EXERCISE DESCRIPTION: Your answer must be a single number: how many lines in the records include the word "None".

INPUT RECORDS:
Content starts

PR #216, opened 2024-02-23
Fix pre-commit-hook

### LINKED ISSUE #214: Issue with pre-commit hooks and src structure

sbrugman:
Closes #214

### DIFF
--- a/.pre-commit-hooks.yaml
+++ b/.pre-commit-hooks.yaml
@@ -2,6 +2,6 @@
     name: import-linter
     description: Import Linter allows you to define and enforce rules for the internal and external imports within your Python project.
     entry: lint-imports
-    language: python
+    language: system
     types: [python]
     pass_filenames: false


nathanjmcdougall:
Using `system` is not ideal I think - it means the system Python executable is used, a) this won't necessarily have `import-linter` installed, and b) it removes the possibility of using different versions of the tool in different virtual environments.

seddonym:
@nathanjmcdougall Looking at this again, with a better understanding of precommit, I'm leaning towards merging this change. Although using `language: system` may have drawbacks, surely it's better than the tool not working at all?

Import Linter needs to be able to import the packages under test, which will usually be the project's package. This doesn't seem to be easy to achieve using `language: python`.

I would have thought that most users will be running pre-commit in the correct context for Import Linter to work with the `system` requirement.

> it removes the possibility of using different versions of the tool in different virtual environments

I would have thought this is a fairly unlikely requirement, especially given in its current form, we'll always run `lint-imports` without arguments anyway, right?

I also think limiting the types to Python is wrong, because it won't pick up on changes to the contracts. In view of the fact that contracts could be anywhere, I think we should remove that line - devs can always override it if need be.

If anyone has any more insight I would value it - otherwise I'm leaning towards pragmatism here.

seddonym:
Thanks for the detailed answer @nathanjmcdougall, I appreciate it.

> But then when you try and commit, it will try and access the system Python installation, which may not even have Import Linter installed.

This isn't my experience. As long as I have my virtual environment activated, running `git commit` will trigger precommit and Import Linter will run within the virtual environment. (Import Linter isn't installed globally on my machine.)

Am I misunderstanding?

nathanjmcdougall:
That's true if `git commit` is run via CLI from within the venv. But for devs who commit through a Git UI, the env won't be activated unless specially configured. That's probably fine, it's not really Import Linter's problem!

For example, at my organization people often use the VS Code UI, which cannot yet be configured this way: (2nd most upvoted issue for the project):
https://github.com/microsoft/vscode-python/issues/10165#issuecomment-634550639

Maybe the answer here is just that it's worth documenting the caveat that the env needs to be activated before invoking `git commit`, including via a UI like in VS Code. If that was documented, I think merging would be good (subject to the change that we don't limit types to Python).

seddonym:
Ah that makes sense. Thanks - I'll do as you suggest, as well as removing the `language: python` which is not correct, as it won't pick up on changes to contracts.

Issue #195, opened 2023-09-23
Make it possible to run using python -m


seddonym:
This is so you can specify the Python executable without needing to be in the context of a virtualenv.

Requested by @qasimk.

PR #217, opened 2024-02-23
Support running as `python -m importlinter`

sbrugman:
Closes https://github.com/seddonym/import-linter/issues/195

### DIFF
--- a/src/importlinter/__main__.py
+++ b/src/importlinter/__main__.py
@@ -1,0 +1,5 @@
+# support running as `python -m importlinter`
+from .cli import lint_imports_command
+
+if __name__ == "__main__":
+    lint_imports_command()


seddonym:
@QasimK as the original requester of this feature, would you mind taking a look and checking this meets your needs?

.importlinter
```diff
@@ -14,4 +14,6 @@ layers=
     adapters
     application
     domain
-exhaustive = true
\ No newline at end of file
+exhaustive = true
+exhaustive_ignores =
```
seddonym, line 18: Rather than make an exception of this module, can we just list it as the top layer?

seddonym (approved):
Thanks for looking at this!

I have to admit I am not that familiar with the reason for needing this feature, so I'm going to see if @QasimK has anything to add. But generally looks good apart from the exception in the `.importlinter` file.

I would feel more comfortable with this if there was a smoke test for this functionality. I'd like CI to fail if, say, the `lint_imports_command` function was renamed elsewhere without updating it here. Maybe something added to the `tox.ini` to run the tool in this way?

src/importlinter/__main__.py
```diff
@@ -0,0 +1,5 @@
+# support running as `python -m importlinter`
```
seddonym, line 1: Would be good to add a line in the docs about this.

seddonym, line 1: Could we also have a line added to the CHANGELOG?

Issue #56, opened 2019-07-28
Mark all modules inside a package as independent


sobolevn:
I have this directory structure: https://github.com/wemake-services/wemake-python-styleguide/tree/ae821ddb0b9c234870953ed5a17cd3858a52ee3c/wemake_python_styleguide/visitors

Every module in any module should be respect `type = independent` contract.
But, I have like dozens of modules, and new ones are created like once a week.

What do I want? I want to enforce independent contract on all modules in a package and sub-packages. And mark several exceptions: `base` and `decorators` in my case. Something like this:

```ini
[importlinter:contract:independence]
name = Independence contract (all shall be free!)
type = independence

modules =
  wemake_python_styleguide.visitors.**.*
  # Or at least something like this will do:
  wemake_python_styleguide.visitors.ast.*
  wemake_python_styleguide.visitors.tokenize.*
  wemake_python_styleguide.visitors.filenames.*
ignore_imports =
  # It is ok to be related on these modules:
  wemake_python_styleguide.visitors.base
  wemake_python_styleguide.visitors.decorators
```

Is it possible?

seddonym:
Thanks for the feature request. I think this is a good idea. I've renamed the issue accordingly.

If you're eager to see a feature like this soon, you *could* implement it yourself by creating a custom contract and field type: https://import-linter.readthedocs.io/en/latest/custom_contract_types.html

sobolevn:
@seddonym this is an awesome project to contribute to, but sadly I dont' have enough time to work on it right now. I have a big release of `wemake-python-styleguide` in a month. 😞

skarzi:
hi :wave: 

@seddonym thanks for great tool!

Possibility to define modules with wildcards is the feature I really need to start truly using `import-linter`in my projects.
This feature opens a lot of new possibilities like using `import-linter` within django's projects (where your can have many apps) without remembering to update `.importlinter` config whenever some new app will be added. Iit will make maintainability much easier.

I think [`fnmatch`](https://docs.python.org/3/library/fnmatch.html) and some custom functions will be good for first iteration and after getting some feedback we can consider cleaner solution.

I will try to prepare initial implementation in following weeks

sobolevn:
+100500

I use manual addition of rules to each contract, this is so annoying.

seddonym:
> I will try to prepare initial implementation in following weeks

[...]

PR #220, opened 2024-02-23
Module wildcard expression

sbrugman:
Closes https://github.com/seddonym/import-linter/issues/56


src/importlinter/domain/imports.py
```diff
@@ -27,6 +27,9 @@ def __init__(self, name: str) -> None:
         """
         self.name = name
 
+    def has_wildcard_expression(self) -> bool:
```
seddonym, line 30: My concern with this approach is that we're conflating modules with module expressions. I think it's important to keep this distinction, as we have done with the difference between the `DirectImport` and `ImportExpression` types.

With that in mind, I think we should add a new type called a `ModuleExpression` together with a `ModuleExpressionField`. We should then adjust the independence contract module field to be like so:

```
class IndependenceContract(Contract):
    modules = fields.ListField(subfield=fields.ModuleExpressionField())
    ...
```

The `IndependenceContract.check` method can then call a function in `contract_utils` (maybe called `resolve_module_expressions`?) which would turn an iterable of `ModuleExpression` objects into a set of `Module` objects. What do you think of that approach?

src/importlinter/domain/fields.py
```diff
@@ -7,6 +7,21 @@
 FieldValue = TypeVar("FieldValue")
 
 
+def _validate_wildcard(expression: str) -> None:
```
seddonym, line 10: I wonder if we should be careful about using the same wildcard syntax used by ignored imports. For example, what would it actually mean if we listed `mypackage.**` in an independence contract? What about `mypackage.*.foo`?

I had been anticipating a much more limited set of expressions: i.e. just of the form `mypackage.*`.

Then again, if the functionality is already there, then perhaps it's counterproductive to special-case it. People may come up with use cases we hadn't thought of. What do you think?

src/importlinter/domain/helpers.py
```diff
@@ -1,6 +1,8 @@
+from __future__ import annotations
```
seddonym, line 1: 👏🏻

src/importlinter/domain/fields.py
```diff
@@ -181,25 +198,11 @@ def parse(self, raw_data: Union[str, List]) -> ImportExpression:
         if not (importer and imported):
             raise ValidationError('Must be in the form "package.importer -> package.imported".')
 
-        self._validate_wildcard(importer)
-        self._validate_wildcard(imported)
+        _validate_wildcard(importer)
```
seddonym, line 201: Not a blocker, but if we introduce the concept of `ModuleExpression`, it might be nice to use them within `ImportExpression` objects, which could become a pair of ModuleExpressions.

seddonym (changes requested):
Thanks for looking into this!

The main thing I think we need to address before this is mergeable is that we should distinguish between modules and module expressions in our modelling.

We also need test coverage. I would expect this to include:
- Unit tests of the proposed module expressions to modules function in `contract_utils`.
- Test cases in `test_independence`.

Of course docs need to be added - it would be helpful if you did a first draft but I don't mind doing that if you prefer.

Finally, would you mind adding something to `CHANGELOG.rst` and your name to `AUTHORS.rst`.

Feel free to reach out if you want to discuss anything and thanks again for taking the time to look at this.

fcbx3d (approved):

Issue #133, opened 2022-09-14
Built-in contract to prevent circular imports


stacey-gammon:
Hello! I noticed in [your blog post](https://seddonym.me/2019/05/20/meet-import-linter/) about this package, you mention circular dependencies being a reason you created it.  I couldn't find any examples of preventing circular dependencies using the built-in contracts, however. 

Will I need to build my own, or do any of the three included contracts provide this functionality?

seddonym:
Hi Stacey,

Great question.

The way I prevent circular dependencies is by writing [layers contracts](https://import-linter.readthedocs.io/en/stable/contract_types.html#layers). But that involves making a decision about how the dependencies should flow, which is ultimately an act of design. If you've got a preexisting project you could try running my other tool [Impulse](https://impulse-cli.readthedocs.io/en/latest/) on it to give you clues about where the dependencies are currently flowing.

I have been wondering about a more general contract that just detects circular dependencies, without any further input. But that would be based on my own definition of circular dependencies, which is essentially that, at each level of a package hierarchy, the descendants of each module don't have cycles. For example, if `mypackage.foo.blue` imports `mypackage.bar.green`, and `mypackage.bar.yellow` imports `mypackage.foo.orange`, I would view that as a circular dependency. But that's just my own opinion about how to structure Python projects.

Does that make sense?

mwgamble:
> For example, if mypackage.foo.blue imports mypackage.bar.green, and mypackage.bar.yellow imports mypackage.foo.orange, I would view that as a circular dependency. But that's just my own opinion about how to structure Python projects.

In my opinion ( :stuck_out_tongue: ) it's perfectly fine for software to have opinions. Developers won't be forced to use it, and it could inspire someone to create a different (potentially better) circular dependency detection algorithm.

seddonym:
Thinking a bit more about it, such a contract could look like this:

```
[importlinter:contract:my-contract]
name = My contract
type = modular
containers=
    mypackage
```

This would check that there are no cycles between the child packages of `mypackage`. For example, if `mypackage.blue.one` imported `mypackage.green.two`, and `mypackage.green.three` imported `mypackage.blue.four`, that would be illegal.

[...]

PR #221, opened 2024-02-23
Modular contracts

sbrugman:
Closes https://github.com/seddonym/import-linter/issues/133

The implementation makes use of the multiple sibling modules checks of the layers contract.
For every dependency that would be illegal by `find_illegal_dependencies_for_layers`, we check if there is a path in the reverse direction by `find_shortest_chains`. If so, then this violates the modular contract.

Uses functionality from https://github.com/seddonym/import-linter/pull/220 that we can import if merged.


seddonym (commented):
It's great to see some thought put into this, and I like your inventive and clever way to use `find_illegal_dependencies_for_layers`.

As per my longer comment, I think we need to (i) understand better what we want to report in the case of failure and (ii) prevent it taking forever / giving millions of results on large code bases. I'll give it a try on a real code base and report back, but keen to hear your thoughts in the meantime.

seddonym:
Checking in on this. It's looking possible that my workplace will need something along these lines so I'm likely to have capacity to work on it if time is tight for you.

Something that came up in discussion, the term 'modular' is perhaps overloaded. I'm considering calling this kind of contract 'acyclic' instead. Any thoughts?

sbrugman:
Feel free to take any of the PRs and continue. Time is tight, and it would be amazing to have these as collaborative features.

Content ends

EXERCISE RESPONSE: 2